Assigned task:
I need the number of lines in the listing below that include the string "sense", and only that number.

Records supplied:
========

PR #11206, opened 2025-07-24
input: do not accumulate modifiers from all keyboards for binds and seats

xzn:

The current behavior breaks when fcitx5 (which uses input method v2 and virtual keyboard) is running, specifically when persistent virtual keyboard is enabled in fcitx5.

Manifested issues include modifier keys get stuck when modifier keys are held during window focus switching, (e.g. from fcitx5 active window to fcitx5 non-active window)

Possibly related:

https://github.com/hyprwm/Hyprland/discussions/10360
https://github.com/hyprwm/Hyprland/discussions/10967
https://github.com/hyprwm/Hyprland/discussions/11034

### DIFF
--- a/src/managers/KeybindManager.cpp
+++ b/src/managers/KeybindManager.cpp
@@ -457,7 +457,7 @@ bool CKeybindManager::onKeyEvent(std::any event, SP<IKeyboard> pKeyboard) {
     if (handleInternalKeybinds(internalKeysym))
         return false;
 
-    const auto MODS = g_pInputManager->accumulateModsFromAllKBs();
+    const auto MODS = g_pInputManager->getLastKeyboardMods();
 
     m_timeLastMs    = e.timeMs;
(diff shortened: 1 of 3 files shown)


vaxerski:
no good. Some keyboards are split and show up as separate devices, sometimes you have split numpads, etc. Some PCBs split the keyboards for n-key rollover. You'll break a lot of keybinds.

xzn:
Would it make sense to introduce something like wlroots' keyboard group? May need change to aquamarine as well (for libinput keyboard group detection).

Edit:

Alternatively would it make sense to check only physical keyboards for the merged modifier state? So each virtual send their state unmerged, while physical ones send merged state of all physicals.

Edit 2:

Feel free to correct me: hyprland currently put all input devices in a single wl_seat, and wl_keyboard wants no repeated presses/released events in succession. I'll try to implement something to follow that effect.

========

Response box:
2